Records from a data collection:
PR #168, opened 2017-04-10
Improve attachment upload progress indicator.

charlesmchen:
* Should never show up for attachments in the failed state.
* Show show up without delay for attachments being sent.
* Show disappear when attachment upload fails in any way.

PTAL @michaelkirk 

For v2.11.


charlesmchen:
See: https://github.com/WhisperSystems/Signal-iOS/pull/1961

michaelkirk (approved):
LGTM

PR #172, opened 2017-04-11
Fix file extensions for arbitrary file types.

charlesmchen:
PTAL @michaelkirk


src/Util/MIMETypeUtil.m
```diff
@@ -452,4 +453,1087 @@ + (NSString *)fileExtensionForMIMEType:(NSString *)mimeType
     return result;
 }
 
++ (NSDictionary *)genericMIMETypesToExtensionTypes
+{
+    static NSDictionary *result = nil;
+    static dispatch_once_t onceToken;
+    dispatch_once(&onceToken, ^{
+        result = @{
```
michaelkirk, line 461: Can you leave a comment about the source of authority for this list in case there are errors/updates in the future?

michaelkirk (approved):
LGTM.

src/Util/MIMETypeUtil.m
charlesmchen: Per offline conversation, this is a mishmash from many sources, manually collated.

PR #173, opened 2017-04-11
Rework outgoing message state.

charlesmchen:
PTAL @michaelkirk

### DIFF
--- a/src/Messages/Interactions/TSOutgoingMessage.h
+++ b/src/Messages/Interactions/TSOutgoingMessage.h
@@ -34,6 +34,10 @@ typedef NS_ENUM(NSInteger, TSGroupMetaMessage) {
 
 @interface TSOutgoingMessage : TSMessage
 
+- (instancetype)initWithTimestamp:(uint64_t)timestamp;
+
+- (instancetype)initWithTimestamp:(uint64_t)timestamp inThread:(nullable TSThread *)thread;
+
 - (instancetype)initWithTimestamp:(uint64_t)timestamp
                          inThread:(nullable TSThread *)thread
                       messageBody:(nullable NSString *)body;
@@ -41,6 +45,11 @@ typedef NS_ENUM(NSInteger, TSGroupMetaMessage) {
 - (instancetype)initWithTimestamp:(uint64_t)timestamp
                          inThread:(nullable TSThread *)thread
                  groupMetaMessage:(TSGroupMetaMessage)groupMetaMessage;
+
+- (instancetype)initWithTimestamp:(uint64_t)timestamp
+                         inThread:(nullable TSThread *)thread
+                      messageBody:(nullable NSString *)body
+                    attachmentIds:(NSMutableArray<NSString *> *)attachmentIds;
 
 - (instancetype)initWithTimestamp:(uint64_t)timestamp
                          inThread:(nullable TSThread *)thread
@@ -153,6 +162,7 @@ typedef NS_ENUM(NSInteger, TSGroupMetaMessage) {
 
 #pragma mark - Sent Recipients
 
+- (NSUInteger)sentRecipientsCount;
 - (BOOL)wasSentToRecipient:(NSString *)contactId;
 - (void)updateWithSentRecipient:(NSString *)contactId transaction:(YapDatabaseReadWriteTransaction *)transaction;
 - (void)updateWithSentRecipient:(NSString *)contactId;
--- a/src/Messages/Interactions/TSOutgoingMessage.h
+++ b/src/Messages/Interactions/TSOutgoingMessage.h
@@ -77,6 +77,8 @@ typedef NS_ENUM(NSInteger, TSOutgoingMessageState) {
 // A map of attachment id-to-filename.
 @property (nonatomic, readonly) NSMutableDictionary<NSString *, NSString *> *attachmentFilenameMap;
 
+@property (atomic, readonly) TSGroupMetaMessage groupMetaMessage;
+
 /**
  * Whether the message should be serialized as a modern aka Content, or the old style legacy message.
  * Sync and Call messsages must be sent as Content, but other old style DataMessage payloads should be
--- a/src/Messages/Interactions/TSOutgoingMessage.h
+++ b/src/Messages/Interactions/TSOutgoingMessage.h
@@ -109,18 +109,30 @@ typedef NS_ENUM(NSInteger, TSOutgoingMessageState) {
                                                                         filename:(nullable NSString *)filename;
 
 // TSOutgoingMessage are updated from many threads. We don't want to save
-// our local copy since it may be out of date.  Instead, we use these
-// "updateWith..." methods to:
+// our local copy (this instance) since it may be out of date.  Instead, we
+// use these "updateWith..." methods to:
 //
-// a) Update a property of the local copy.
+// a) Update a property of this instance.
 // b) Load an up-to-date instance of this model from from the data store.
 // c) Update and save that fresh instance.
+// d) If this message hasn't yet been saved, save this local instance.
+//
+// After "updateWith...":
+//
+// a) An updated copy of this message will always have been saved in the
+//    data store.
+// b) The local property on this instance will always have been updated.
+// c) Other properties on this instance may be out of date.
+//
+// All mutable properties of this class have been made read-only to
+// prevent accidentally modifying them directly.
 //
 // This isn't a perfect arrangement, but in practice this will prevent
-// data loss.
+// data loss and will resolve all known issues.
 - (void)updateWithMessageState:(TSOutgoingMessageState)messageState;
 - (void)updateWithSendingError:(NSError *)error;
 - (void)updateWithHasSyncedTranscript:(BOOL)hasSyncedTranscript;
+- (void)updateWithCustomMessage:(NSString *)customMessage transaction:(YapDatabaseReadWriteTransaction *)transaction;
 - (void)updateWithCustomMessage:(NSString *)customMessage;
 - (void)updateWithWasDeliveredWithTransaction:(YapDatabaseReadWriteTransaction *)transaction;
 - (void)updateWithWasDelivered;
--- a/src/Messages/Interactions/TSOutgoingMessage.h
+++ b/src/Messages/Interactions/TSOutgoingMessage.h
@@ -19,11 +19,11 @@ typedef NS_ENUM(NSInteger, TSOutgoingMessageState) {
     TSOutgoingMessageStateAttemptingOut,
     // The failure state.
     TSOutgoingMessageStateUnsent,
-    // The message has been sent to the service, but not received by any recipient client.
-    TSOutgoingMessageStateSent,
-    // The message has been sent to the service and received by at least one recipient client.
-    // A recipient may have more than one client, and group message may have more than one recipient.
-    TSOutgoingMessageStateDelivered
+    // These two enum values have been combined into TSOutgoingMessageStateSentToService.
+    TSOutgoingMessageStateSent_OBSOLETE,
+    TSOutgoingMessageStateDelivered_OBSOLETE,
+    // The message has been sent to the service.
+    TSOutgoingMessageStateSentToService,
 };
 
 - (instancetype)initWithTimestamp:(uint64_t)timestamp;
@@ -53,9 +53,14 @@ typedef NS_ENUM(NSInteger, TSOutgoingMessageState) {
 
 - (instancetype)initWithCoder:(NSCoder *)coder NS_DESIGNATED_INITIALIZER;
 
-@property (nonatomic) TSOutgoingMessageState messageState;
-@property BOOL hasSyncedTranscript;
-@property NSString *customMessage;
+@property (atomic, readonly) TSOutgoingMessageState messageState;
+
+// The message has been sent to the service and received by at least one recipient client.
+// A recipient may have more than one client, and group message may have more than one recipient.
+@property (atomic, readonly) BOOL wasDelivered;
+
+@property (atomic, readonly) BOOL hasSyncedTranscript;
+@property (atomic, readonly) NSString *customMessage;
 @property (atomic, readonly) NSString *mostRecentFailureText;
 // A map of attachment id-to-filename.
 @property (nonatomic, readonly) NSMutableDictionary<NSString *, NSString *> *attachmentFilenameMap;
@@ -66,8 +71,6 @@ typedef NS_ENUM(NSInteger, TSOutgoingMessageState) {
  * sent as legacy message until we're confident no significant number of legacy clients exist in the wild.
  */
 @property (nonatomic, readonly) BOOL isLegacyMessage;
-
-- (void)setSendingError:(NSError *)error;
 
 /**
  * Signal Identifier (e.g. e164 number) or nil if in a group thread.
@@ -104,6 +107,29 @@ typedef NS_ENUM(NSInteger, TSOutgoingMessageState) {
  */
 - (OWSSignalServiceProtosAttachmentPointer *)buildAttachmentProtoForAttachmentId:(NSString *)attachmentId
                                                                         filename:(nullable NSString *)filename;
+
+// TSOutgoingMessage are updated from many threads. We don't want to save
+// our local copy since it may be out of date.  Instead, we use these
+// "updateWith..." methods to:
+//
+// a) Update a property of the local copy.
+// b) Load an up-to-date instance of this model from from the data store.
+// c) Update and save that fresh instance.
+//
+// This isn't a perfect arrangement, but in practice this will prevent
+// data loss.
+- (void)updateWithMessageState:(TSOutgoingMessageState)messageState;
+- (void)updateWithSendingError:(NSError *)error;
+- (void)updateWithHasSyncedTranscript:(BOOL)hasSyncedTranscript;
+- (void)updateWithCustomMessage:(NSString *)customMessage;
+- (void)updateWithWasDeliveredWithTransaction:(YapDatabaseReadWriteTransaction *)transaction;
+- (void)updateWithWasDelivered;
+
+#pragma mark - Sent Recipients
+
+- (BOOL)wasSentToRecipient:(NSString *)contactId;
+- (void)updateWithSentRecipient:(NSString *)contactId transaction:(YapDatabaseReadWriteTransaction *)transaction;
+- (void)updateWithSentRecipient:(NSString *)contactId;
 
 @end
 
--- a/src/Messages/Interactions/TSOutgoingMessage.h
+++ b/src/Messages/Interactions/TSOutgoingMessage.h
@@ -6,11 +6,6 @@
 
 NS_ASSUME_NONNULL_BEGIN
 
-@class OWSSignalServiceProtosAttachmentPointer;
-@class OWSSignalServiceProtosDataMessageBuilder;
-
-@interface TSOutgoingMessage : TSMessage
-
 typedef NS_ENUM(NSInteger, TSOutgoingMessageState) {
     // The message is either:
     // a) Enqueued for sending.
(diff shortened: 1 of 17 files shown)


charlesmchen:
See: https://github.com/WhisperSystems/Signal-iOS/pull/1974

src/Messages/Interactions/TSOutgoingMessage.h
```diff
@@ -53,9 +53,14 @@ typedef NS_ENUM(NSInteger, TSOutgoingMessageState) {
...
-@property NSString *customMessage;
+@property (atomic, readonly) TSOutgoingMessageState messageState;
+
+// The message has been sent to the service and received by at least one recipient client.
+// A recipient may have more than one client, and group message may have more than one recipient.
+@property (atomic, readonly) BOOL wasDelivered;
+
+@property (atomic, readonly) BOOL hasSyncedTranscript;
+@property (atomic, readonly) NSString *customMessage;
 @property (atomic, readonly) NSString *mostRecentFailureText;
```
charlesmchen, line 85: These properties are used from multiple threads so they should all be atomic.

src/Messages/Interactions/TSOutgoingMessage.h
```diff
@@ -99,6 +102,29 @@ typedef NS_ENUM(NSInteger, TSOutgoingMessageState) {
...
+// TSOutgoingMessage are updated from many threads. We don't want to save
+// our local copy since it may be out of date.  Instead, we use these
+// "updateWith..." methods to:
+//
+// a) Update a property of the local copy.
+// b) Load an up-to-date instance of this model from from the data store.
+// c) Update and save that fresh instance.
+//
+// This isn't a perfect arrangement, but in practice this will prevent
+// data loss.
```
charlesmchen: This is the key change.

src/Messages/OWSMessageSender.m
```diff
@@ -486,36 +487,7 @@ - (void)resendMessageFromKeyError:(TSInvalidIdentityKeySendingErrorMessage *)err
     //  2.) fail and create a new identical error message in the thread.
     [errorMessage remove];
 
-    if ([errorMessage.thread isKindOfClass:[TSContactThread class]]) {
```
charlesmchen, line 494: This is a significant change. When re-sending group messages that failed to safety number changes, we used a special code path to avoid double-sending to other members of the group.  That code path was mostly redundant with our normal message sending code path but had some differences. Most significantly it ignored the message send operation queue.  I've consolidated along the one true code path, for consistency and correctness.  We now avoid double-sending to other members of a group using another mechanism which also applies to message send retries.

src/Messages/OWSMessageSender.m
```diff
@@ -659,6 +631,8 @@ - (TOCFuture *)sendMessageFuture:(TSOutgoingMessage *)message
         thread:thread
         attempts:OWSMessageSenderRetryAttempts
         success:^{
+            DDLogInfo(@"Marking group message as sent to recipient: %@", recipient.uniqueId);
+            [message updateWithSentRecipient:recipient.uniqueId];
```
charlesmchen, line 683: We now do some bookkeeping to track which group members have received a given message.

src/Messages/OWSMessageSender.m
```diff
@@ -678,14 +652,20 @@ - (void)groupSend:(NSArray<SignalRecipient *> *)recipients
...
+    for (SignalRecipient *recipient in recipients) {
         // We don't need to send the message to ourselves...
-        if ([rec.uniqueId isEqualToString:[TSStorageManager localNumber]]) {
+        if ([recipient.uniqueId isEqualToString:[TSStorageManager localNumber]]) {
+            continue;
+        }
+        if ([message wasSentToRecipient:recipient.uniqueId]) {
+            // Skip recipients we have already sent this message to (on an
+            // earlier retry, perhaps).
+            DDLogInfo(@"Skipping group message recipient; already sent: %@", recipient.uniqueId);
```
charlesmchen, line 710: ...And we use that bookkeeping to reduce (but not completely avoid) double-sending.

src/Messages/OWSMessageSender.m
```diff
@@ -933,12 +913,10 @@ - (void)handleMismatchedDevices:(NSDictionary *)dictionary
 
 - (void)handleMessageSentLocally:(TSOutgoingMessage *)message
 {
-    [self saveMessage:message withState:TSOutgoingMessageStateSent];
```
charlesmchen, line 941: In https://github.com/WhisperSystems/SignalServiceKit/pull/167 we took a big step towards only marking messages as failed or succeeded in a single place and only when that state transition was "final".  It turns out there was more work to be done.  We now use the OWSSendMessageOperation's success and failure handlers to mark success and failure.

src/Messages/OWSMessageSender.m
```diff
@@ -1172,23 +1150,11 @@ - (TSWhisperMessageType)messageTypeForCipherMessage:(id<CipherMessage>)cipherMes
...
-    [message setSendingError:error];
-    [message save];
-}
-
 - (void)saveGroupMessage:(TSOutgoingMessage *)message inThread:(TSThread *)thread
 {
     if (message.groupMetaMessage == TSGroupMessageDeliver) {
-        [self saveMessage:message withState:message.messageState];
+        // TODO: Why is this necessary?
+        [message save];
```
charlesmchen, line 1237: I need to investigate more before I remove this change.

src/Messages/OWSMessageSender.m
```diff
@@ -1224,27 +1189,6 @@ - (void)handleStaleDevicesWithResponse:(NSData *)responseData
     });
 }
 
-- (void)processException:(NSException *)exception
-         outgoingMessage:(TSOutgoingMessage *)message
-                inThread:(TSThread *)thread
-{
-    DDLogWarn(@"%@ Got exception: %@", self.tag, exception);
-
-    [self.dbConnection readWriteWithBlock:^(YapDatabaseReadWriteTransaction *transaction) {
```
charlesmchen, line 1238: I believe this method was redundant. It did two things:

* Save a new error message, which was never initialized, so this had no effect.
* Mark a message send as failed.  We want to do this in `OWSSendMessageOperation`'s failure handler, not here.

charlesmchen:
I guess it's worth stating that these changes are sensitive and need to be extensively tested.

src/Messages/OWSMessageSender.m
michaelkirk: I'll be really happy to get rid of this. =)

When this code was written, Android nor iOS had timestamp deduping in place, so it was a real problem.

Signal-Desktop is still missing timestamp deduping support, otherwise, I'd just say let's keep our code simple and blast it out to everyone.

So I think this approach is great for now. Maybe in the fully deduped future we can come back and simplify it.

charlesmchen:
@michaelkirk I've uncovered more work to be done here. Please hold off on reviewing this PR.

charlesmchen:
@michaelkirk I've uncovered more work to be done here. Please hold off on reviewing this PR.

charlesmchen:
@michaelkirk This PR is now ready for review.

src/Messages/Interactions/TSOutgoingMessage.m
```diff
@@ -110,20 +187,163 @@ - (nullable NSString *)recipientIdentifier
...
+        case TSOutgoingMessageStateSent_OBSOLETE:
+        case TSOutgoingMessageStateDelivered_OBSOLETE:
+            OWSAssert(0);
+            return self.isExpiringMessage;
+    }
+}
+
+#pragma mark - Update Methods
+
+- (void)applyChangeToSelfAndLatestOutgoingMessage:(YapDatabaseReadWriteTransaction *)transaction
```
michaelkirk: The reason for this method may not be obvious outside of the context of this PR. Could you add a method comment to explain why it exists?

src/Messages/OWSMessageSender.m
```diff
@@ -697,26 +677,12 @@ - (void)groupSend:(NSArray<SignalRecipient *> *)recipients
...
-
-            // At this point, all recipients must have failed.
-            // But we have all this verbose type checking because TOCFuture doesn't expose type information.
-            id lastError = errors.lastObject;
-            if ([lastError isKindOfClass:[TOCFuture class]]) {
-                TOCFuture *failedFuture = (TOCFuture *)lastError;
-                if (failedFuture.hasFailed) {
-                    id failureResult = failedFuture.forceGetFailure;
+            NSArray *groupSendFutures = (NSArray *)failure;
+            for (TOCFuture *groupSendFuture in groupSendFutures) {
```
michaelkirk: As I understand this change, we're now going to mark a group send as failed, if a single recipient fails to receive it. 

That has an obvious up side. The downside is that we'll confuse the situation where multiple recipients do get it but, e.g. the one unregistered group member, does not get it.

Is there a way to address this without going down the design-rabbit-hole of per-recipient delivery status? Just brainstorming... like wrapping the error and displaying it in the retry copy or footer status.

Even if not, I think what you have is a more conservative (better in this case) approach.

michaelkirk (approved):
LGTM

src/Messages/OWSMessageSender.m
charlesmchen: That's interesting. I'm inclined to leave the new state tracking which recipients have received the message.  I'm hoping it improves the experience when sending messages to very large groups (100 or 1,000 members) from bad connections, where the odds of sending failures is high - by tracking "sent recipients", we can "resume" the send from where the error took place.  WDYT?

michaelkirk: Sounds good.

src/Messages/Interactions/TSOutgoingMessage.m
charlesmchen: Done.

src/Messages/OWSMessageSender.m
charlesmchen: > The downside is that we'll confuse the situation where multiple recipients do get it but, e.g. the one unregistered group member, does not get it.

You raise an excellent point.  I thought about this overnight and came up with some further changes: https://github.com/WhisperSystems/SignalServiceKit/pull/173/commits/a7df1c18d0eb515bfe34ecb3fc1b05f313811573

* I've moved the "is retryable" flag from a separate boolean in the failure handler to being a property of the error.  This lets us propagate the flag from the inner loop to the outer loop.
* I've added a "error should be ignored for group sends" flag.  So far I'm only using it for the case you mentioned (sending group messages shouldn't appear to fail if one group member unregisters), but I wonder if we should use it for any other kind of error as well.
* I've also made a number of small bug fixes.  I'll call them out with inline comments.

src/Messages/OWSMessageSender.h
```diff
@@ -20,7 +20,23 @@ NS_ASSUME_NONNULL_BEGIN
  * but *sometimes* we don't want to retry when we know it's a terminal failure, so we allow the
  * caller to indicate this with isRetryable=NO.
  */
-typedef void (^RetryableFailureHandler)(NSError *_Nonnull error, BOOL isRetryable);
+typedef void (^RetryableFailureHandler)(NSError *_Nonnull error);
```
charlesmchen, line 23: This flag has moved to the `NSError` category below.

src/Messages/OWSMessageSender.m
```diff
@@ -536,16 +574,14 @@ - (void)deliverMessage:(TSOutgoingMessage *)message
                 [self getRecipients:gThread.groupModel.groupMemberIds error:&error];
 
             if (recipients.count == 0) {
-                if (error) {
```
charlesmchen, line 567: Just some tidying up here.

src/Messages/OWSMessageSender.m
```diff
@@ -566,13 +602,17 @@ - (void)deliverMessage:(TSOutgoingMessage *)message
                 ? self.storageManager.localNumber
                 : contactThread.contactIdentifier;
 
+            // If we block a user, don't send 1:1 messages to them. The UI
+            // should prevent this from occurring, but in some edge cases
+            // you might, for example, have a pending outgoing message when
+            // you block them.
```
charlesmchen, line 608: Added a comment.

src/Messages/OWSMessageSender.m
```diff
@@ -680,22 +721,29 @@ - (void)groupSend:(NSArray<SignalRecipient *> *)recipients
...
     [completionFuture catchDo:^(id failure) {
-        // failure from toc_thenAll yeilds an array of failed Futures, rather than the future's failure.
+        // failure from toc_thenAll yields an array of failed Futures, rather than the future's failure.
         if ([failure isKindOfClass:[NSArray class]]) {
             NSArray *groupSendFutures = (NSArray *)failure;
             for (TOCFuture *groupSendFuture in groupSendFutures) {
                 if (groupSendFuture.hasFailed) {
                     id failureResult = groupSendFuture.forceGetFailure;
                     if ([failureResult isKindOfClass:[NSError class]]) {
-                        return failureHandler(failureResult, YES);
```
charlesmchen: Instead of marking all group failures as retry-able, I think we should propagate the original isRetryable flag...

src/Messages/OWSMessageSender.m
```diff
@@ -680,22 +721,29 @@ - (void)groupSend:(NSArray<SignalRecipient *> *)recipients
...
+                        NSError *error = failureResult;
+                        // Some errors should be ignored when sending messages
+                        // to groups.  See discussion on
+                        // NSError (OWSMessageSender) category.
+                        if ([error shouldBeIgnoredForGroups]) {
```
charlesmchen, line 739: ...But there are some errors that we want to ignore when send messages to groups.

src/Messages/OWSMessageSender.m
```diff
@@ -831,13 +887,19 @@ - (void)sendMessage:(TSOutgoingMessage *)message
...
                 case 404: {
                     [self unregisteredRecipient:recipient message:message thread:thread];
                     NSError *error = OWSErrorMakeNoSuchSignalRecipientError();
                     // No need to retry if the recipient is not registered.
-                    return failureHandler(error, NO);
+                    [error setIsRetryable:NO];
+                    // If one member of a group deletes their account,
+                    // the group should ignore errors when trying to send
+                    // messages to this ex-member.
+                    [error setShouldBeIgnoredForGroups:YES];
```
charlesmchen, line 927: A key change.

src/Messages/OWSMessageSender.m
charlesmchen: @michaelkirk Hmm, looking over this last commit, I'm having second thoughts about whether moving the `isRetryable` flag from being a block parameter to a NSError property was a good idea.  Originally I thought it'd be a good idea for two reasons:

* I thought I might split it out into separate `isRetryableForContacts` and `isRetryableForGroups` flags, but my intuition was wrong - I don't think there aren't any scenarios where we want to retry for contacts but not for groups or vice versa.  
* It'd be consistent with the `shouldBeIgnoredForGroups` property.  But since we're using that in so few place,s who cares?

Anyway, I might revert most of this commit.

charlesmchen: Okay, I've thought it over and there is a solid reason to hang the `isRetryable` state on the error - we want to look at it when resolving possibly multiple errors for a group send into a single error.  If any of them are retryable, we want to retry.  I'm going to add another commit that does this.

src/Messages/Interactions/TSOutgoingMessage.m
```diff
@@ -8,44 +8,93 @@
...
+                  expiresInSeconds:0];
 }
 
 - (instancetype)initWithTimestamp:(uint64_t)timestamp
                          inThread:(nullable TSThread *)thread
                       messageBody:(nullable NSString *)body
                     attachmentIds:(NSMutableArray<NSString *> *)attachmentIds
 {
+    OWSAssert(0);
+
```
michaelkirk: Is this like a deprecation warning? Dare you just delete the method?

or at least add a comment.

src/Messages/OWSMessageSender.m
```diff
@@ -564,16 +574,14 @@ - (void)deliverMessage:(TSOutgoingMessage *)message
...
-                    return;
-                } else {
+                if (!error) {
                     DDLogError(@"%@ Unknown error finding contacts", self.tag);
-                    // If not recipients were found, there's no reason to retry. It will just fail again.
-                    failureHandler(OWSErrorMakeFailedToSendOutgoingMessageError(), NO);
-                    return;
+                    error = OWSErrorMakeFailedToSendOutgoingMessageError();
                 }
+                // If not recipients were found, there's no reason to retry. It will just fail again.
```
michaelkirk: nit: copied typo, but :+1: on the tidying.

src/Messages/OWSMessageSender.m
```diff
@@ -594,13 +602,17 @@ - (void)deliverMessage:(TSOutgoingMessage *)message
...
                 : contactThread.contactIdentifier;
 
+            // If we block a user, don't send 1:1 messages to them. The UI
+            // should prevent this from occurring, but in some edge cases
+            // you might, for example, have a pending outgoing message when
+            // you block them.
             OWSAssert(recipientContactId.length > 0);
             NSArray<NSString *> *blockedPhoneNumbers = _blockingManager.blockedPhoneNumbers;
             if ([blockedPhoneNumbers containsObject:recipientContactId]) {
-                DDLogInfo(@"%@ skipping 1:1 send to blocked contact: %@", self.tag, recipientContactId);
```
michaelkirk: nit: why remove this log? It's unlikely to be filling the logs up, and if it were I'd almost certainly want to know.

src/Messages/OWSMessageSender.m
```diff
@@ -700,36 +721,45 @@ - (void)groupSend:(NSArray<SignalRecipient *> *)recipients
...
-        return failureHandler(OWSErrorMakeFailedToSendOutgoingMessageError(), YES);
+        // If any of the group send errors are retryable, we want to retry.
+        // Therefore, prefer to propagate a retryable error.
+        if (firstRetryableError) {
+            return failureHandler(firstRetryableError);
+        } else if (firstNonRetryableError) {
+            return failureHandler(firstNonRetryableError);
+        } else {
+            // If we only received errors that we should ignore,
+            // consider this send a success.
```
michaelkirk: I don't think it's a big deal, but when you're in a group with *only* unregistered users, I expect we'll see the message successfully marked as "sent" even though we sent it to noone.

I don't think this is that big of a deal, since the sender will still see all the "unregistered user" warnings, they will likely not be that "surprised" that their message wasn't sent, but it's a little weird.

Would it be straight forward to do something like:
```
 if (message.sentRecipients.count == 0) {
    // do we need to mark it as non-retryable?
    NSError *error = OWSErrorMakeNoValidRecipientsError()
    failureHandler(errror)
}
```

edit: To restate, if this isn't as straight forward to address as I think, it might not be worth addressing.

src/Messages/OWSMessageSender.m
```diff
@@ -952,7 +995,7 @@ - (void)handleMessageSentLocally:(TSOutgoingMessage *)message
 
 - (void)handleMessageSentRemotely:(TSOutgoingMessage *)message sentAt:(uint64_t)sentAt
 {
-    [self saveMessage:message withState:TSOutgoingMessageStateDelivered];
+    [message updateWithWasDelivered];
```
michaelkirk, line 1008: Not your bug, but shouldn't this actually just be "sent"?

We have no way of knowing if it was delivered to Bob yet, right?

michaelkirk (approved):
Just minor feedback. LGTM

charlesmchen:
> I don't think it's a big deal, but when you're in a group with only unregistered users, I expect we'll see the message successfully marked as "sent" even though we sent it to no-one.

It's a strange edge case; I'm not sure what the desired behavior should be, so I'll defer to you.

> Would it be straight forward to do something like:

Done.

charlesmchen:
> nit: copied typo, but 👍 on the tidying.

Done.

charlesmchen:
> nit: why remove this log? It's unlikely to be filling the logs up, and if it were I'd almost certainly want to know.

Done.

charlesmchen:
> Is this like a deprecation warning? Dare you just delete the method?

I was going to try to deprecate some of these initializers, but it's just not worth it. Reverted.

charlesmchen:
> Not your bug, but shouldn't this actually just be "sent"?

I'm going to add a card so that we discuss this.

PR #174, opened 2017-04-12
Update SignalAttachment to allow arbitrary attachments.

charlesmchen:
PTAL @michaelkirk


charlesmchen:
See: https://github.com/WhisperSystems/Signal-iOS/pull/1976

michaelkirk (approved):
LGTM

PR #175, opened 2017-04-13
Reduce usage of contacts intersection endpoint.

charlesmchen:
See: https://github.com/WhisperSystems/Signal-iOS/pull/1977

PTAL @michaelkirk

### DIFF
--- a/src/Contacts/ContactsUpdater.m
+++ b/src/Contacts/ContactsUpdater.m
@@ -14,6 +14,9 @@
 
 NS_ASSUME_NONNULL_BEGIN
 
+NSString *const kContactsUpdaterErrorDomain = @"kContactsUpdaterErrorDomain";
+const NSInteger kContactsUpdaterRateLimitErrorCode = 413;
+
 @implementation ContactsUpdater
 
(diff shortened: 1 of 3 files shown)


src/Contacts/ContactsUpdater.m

▶ Brief: If a line in the data holds the string "were", copy that line.

▶ Answer for the task:
-                    // If not recipients were found, there's no reason to retry. It will just fail again.
+                // If not recipients were found, there's no reason to retry. It will just fail again.
michaelkirk: nit: why remove this log? It's unlikely to be filling the logs up, and if it were I'd almost certainly want to know.
> nit: why remove this log? It's unlikely to be filling the logs up, and if it were I'd almost certainly want to know.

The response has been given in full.